PR #155, opened 2025-01-18
feat(interchain-token-service): handle stellar native asset metadata

milapsheth:
[AXE-7165]

[AXE-7165]: https://axelarnetwork.atlassian.net/browse/AXE-7165?atlOrigin=eyJpIjoiNWRkNTljNzYxNjVmNDY3MDlhMDU5Y2ZhYzA5YTRkZjUiLCJwIjoiZ2l0aHViLWNvbS1KU1cifQ


contracts/interchain-token-service/tests/testdata/deploy_remote_canonical_token_succeeds_native_token.golden
```diff
@@ -0,0 +1,3 @@
+contract: Contract(CAAAAAAAAAAAAAAAAAAAAAAAAAAAAAAAAAAAAAAAAAAAAAAAAAAAVAX5)
```
milapsheth, line 1: Please review the new golden files carefully to ensure they match the expectations of the tests

contracts/interchain-token-service/src/error.rs
```diff
@@ -30,6 +30,7 @@ pub enum ContractError {
     NotApproved = 22,
     InvalidDestinationChain = 23,
     InvalidData = 24,
+    InvalidAssetName = 25,
```
ahramy: does this `InvalidAssetName` being used?

contracts/interchain-token-service/src/token_metadata.rs
```diff
@@ -0,0 +1,47 @@
...
+use crate::error::ContractError;
+
+const NATIVE_TOKEN_NAME: &str = "Stellar";
+const NATIVE_TOKEN_SYMBOL: &str = "XLM";
+const MAX_NAME_LENGTH: u32 = 32;
+
+pub fn token_metadata(
+    env: &Env,
+    token_address: &Address,
+    native_token_address: &Address,
```
ahramy, line 15: We don't need to pass `native_token_address` as an argument since it is only one and unique per contract. we could just use `&Self::native_token_address(env)`

contracts/interchain-token-service/src/token_metadata.rs
```diff
@@ -0,0 +1,47 @@
+use soroban_sdk::{token, Address, Env, String};
+use soroban_token_sdk::metadata::TokenMetadata;
+use stellar_axelar_std::ensure;
+use stellar_axelar_std::token::validate_token_metadata;
+
+use crate::error::ContractError;
+
+const NATIVE_TOKEN_NAME: &str = "Stellar";
+const NATIVE_TOKEN_SYMBOL: &str = "XLM";
+const MAX_NAME_LENGTH: u32 = 32;
```
ahramy, line 10: Just wondering, why 32 characters?

contracts/interchain-token-service/tests/deploy_remote_canonical_token.rs
```diff
@@ -127,6 +120,62 @@ fn deploy_remote_canonical_token_succeeds() {
...
+    let token_address = client.native_token_address();
+    let destination_chain = String::from_str(&env, "ethereum");
+
+    client.register_canonical_token(&token_address);
+
+    client
+        .mock_all_auths()
+        .set_trusted_chain(&destination_chain);
+    client
+        .mock_all_auths_allowing_non_root_auth()
```
ahramy, line 137: should we mock auth instead of using `mock_all_auths_allowing_non_root_auth`?

contracts/interchain-token-service/tests/deploy_remote_canonical_token.rs
```diff
@@ -127,6 +120,62 @@ fn deploy_remote_canonical_token_succeeds() {
...
+    let token_address = client.token_address(&token_id);
+    let destination_chain = String::from_str(&env, "ethereum");
+
+    client.register_canonical_token(&token_address);
+
+    client
+        .mock_all_auths()
+        .set_trusted_chain(&destination_chain);
+    client
+        .mock_all_auths_allowing_non_root_auth()
```
ahramy, line 171: same comment as above

contracts/interchain-token-service/tests/deploy_remote_canonical_token.rs
```diff
@@ -127,6 +120,62 @@ fn deploy_remote_canonical_token_succeeds() {
...
+    >(&env, -4));
+}
+
+#[test]
+fn deploy_remote_canonical_token_succeeds_without_name_truncation() {
+    let (env, client, _, _, _) = setup_env();
+    let spender = Address::generate(&env);
+    let gas_token = setup_gas_token(&env, &spender);
+
+    let token_metadata = TokenMetadata::new(&env, "name", "symbol", 255);
```
ahramy, line 151: Nit: Can we use more meaningful strings for the token name and symbol than 'name' and 'symbol'? i.e. "test", "TEST". When I look at the golden file has `String(name), String(symbol)`, it's a bit confusing whether this is the expected result or not.

contracts/interchain-token-service/src/token_metadata.rs
milapsheth: this is not a method on `Self` though

contracts/interchain-token-service/src/error.rs
milapsheth: removed in the follow up PR

contracts/interchain-token-service/src/token_metadata.rs
milapsheth: for now, we'll see if we want to increase it later

contracts/interchain-token-service/tests/deploy_remote_canonical_token.rs
milapsheth: not really checking auth here

contracts/interchain-token-service/src/token_metadata.rs
ahramy: Then we can access the `native_token_address` using `&DataKey::NativeTokenAddress`. Since it is only being used to compare whether the `token_address` is the `native_token_address` or not, does it need to be passed as an argument?

milapsheth: Passing in a data key is clunky and I'd also like to expose this in an entrypoint in ITS itself. We can get this in for now and I'll think about it more

ahramy (approved):

PR #156, opened 2025-01-18
fix(interchain-token-service): validate its hub source address

milapsheth:
[AXE-7190]

[AXE-7190]: https://axelarnetwork.atlassian.net/browse/AXE-7190?atlOrigin=eyJpIjoiNWRkNTljNzYxNjVmNDY3MDlhMDU5Y2ZhYzA5YTRkZjUiLCJwIjoiZ2l0aHViLWNvbS1KU1cifQ

### DIFF
--- a/contracts/interchain-token-service/tests/execute.rs
+++ b/contracts/interchain-token-service/tests/execute.rs
@@ -5,8 +5,9 @@ use soroban_sdk::xdr::ToXdr;
 use soroban_sdk::{vec, Address, Bytes, BytesN, String};
 use soroban_token_sdk::metadata::TokenMetadata;
 use stellar_axelar_gateway::types::Message as GatewayMessage;
-use stellar_axelar_std::events;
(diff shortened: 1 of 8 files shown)


contracts/interchain-token-service/tests/execute.rs
```diff
@@ -33,9 +34,9 @@ fn execute_fails_without_gateway_approval() {
 fn execute_fails_with_invalid_message() {
```
AttissNgo, line 34: We should be checking errors on failed calls to `execute` rather than `should_panic`. I'll create a separate ticket for it.

AttissNgo (approved):

ahramy (approved):

contracts/interchain-token-service/tests/execute.rs
milapsheth: Yes, need to cleanup the tests

PR #161, opened 2025-01-20
refactor: make formatted events more readable

milapsheth:
[AXE-7220]

[AXE-7220]: https://axelarnetwork.atlassian.net/browse/AXE-7220?atlOrigin=eyJpIjoiNWRkNTljNzYxNjVmNDY3MDlhMDU5Y2ZhYzA5YTRkZjUiLCJwIjoiZ2l0aHViLWNvbS1KU1cifQ


contracts/axelar-gateway/tests/testdata/call_contract.golden
```diff
@@ -1,3 +1,9 @@
-contract: Contract(CAAAAAAAAAAAAAAAAAAAAAAAAAAAAAAAAAAAAAAAAAAAAAAAAAAAHK3M)
-topics: (Symbol(contract_called), Contract(CAAAAAAAAAAAAAAAAAAAAAAAAAAAAAAAAAAAAAAAAAAAAAAAAAAAITA4), String(ethereum), String(0x4EFE356BEDeCC817cb89B4E9b796dB8bC188DC59), BytesN<32>(86, 87, 13, 226, 135, 215, 60, 209, 203, 96, 146, 187, 143, 222, 230, 23, 57, 116, 149, 95, 222, 243, 69, 174, 87, 158, 233, 244, 117, 234, 116, 50))
-data: (Bytes(18, 52))
\ No newline at end of file
+Contract(CAAAAAAAAAAAAAAAAAAAAAAAAAAAAAAAAAAAAAAAAAAAAAAAAAAAHK3M)
```
milapsheth, line 1: I'm including the contract id to ensure that the event is emitted from the same contract (it's plausible that two contracts emit the same event, e.g. ownership transfer)

contracts/axelar-gateway/tests/testdata/call_contract.golden
```diff
@@ -1,3 +1,9 @@
...
+
+ContractCalledEvent {
+    caller: Contract(CAAAAAAAAAAAAAAAAAAAAAAAAAAAAAAAAAAAAAAAAAAAAAAAAAAAITA4),
+    destination_chain: String(ethereum),
+    destination_address: String(0x4EFE356BEDeCC817cb89B4E9b796dB8bC188DC59),
+    payload_hash: BytesN<32>(86, 87, 13, 226, 135, 215, 60, 209, 203, 96, 146, 187, 143, 222, 230, 23, 57, 116, 149, 95, 222, 243, 69, 174, 87, 158, 233, 244, 117, 234, 116, 50),
+    payload: Bytes(18, 52),
```
milapsheth, line 8: Looking into tagging data fields with `#[data]` to catch changes to what goes in data vs topics. Ordering changes should be visible based on the struct fields

contracts/axelar-gateway/tests/testdata/call_contract.golden
```diff
@@ -1,3 +1,9 @@
-contract: Contract(CAAAAAAAAAAAAAAAAAAAAAAAAAAAAAAAAAAAAAAAAAAAAAAAAAAAHK3M)
```
milapsheth, line 1: Since the event topics/data methods are now auto-generated rather than custom, we can format the struct itself

contracts/axelar-gateway/tests/testdata/call_contract.golden
milapsheth: If tagging `#[data]` is trickier, another option is to print the tuple of types that goes into `topics` and `data`

contracts/axelar-gateway/tests/testdata/call_contract.golden
```diff
@@ -1,3 +1,17 @@
...
+    caller: Contract(CAAAAAAAAAAAAAAAAAAAAAAAAAAAAAAAAAAAAAAAAAAAAAAAAAAAITA4),
+    destination_chain: String(ethereum),
+    destination_address: String(0x4EFE356BEDeCC817cb89B4E9b796dB8bC188DC59),
+    payload_hash: BytesN<32>(86, 87, 13, 226, 135, 215, 60, 209, 203, 96, 146, 187, 143, 222, 230, 23, 57, 116, 149, 95, 222, 243, 69, 174, 87, 158, 233, 244, 117, 234, 116, 50),
+    payload: Bytes(18, 52),
+}
+
+Contract(CAAAAAAAAAAAAAAAAAAAAAAAAAAAAAAAAAAAAAAAAAAAAAAAAAAAHK3M)
+
+contract_called {
```
milapsheth, line 11: event schema

contracts/axelar-gateway/tests/testdata/call_contract.golden
```diff
@@ -1,3 +1,17 @@
...
+    #[topic] caller: Address,
+    #[topic] destination_chain: String,
+    #[topic] destination_address: String,
+    #[topic] payload_hash: BytesN < 32 >,
```
milapsheth, line 15: due to how tokens work, it splits up brackets, but a bit tricky to handle without using `std` so keeping it for now

packages/axelar-std-derive/src/event.rs
```diff
@@ -6,99 +6,96 @@ use syn::{DeriveInput, LitStr, Type};
...
+        fn from_event(env: &soroban_sdk::Env, topics: soroban_sdk::Vec<soroban_sdk::Val>, data: soroban_sdk::Val) -> Self {
+            use soroban_sdk::TryFromVal;
+
+            // Verify the event name matches
+            let event_name = soroban_sdk::Symbol::try_from_val(env, &topics.get(0)
+                .expect("missing event name in topics"))
+                .expect("invalid event name type");
+            assert_eq!(event_name, soroban_sdk::Symbol::new(env, #event_name), "event name mismatch");
+
+            let mut topic_idx = 1;
```
ahramy, line 43: nit: Could we add some comments since it is quite complicated?

ahramy (approved):

nbayindirli (approved):
lgtm.

packages/axelar-std-derive/src/event.rs
nbayindirli: Would personally push for further helper methods (instead of comments) if the code is not clear enough as is

packages/axelar-std/src/events.rs
```diff
@@ -1,60 +1,47 @@
...
-        let event = env
+        let (contract_id, topics, data) = env
             .events()
             .all()
             .get(idx as u32)
             .expect("no event found at the given index");
-        E::standardized_fmt(env, &event)
+
+        let event = E::from_event(env, topics, data);
+        std::format!("{:#?}\n\n{:?}\n\n{}", event, contract_id, E::schema(env))
```
cgorenflo, line 44: I specifically avoided parsing the emitted event back into an event. The goal of the golden files is to make sure the emitted data doesn't change, so we don't break consumers downstream. If we take that data and print the parsed event again, we only test that `from_event` works as expected, but it's quite feasible that both serialization and deserialization change, so printing the typed event stays the same, but the emitted event data looks different

cgorenflo (commented):
what's the purpose of this change?

PR #173, opened 2025-01-22
refactor: replace event testutils by IntoEvent macro

nbayindirli:
AXE-7227


packages/axelar-std/src/events.rs
```diff
@@ -56,107 +56,64 @@ mod testutils {
...
-            (self.topic1.clone(), self.topic2.clone(), self.topic3)
-        }
+    #[contract]
+    struct Contract;
 
-        fn data(&self, _env: &Env) -> impl IntoVal<Env, Val> + Debug {
-            (self.data1.clone(), self.data2.clone())
+    #[contractimpl]
+    impl Contract {
+        pub fn emit_test_event(env: &Env) {
```
milapsheth, line 88: we already added integration tests for this, so a unit test isn't needed. this should resolve the dependency issue as well i believe

packages/axelar-std/src/interfaces/upgradable.rs
```diff
@@ -1,13 +1,12 @@
 use core::fmt::Debug;
 
 use soroban_sdk::{
-    contractclient, symbol_short, BytesN, Env, FromVal, IntoVal, String, Topics, Val,
+    contractclient, BytesN, Env, FromVal, IntoVal, String, Val,
 };
+use crate::IntoEvent;
```
milapsheth, line 6: does it help if you import from the derive crate directly in this case?

packages/axelar-std/tests/event.rs
```diff
@@ -0,0 +1,199 @@
+use soroban_sdk::testutils::Address as _;
```
milapsheth, line 1: rebase the PR over main correctly. Here's an easier to rebase since this PR was pointing to your other PR:
- Restore the branch from the merged PR
- Merge that branch onto this PR, which is easier since the commit history is preserved
- Merge latest main onto this PR
- Delete old branch and merge this PR

milapsheth: we might want to play around with stacked diffs/graphite

milapsheth (approved):

PR #195, opened 2025-01-23
chore: update reusable build upload workflow

ahramy:


.github/workflows/reusable-build-upload.yaml
```diff
@@ -56,7 +56,7 @@ jobs:
         with:
```
milapsheth, line 56: should we increase number of cpus to 8vcpu above so it builds faster?

.github/workflows/reusable-build-upload.yaml
```diff
@@ -78,7 +78,7 @@ jobs:
           export PACKAGE_VERSION='v${{ inputs.package-version }}'
 
           export BASE_ARTIFACTS_DIR="./target/wasm32-unknown-unknown/release"
-          export ARTIFACT_NAME="axelar-cgp-soroban-wasm-${PACKAGE_NAME}-${PACKAGE_VERSION}"
+          export ARTIFACT_NAME="axelar-cgp-stellar-wasm-${PACKAGE_NAME}-${PACKAGE_VERSION}"
```
milapsheth, line 81: where is there such a prefix? seems unnecessary verbose, talk to Ayoub about removing it

milapsheth (approved):

.github/workflows/reusable-build-upload.yaml
ahramy: yeah, will do after a successful release

PR #198, opened 2025-01-23
chore: update build machine type to 8vcpu

ahramy:


.github/workflows/create-release-pr.yaml
```diff
@@ -10,7 +10,7 @@ concurrency: ${{ github.workflow }}-${{ github.ref }}
 jobs:
   create-release-pr:
     name: Create Release PR
-    runs-on: blacksmith-2vcpu-ubuntu-2204
+    runs-on: blacksmith-8vcpu-ubuntu-2204
```
milapsheth, line 13: Is this a slow action? If not, then 2vcpu should be enough

milapsheth (approved):

.github/workflows/create-release-pr.yaml
ahramy: It was a bit slow for the initial release but afterwards it should not be slow and computationally heavy. Reverted back to 2vcpu.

(Exercise prompt) Show the lines above with "comments".

(Task solution)
ahramy, line 43: nit: Could we add some comments since it is quite complicated?
nbayindirli: Would personally push for further helper methods (instead of comments) if the code is not clear enough as is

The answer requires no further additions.